[DATA TO USE Boundary: Start]
PR #838, opened 2021-01-28
fix(platform resolver): determine if on macos using os.name instead of uname -a

### LINKED ISSUE #837: (platform resolver): Incorrectly identifies MacOS system if hostname contains "darwin" or "macos"
**Describe the bug**
https://github.com/aws-greengrass/aws-greengrass-nucleus/blob/8a9bd022c7a1da82012eec4a006839d7b7e36f70/src/main/java/com/aws/greengrass/config/PlatformResolver.java#L103

Uses `uname -a` which includes the hostname. If the hostname includes "darwin" the PlatformResolver will incorrectly identify the OS as Mac OSX.

**To Reproduce**
Change hostname to 'darwin' and launch Greengrass

**Expected behavior**
PlatformResolver shouldn't be resolving Linux machines with a hostname containing "darwin" to MacOSX

**Actual behavior**
Tell us what actually happened.

**Environment**
 - OS: Jetson Nano, running Ubuntu.
 - JDK version:
 - Nucleus version:

**Additional context**

E.g. what is the impact of the bug?

MikeDombo:
**Issue #, if available:**
Closes #837 

**Description of changes:**
Instead of using `uname -a` to determine the platform, switch to using `os.name` from the Java system properties.

`uname -a` contains the hostname in the output, so if the hostname was "darwin" or "macos" we were incorrectly identifying the machine as a mac.

Validate that on macos the os.name property is "Mac OS X"

Verified that we detect macos and linux correctly, and even after setting the hostname to "darwin" it still detects correctly.

**Checklist:**

### DIFF
--- a/src/main/java/com/aws/greengrass/config/PlatformResolver.java
+++ b/src/main/java/com/aws/greengrass/config/PlatformResolver.java
@@ -94,22 +94,22 @@ public class PlatformResolver {
         return platform;
     }
 
+    /**
+     * Get the OS type for this system.
+     *
+     * @return one of our supported identified OSes
+     */
     @SuppressFBWarnings("DMI_HARDCODED_ABSOLUTE_FILENAME")
-    private static String getOSInfo() {
+    public static String getOSInfo() {
         if (isWindows) {
             return OS_WINDOWS;
         }
-        try {
-            String sysver = Exec.sh("uname -a").toLowerCase();
-
-            if (sysver.contains("darwin")) {
-                return OS_DARWIN;
-            }
-            if (Files.exists(Paths.get("/proc"))) {
-                return OS_LINUX;
-            }
-        } catch (IOException | InterruptedException e) {
-            logger.error("Error trying to determine OS", e);
+        String osName = System.getProperty("os.name").toLowerCase();
+        if (osName.contains("mac os")) {
+            return OS_DARWIN;
+        }
+        if (Files.exists(Paths.get("/proc"))) {
+            return OS_LINUX;
         }
         return UNKNOWN_KEYWORD;
     }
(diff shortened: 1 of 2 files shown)


shaguptashaikh (commented):
Don't we need to change `Platform.getInstance()` as well? https://github.com/aws-greengrass/aws-greengrass-nucleus/blob/main/src/main/java/com/aws/greengrass/util/platforms/Platform.java#L48

MikeDombo:
> Don't we need to change `Platform.getInstance()` as well? https://github.com/aws-greengrass/aws-greengrass-nucleus/blob/main/src/main/java/com/aws/greengrass/util/platforms/Platform.java#L48

Yes, just updated that as well.

src/main/java/com/aws/greengrass/config/PlatformResolver.java
```diff
@@ -94,22 +94,22 @@ public PlatformResolver(DeviceConfiguration deviceConfiguration) {
...
-
-            if (sysver.contains("darwin")) {
-                return OS_DARWIN;
-            }
-            if (Files.exists(Paths.get("/proc"))) {
-                return OS_LINUX;
-            }
-        } catch (IOException | InterruptedException e) {
-            logger.error("Error trying to determine OS", e);
+        String osName = System.getProperty("os.name").toLowerCase();
```
fengwa-aws, line 107: Do you know how the `os.name` property is set?

MikeDombo: It is builtin to the JVM.

shaguptashaikh (approved):

fengwa-aws (dismissed):

src/main/java/com/aws/greengrass/config/PlatformResolver.java
MikeDombo: https://github.com/openjdk/jdk/blob/9604ee82690f89320614b37bfef4178abc869777/src/java.base/macosx/native/libjava/java_props_macosx.c#L234-L235

https://github.com/openjdk/jdk/blob/9604ee82690f89320614b37bfef4178abc869777/src/java.base/unix/native/libjava/java_props_md.c#L403

fengwa-aws (approved):

shaguptashaikh (approved):

philcali (approved):

K-AWS (approved):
[DATA TO USE Boundary: End]
YOUR TASK >> Write out exactly the lines above between the line with "Closes #837" and the line with "public class PlatformResolver", inclusive, and nothing beyond them.

ANSWER BOX >>
Closes #837 

**Description of changes:**
Instead of using `uname -a` to determine the platform, switch to using `os.name` from the Java system properties.

`uname -a` contains the hostname in the output, so if the hostname was "darwin" or "macos" we were incorrectly identifying the machine as a mac.

Validate that on macos the os.name property is "Mac OS X"

Verified that we detect macos and linux correctly, and even after setting the hostname to "darwin" it still detects correctly.

**Checklist:**

### DIFF
--- a/src/main/java/com/aws/greengrass/config/PlatformResolver.java
+++ b/src/main/java/com/aws/greengrass/config/PlatformResolver.java
@@ -94,22 +94,22 @@ public class PlatformResolver {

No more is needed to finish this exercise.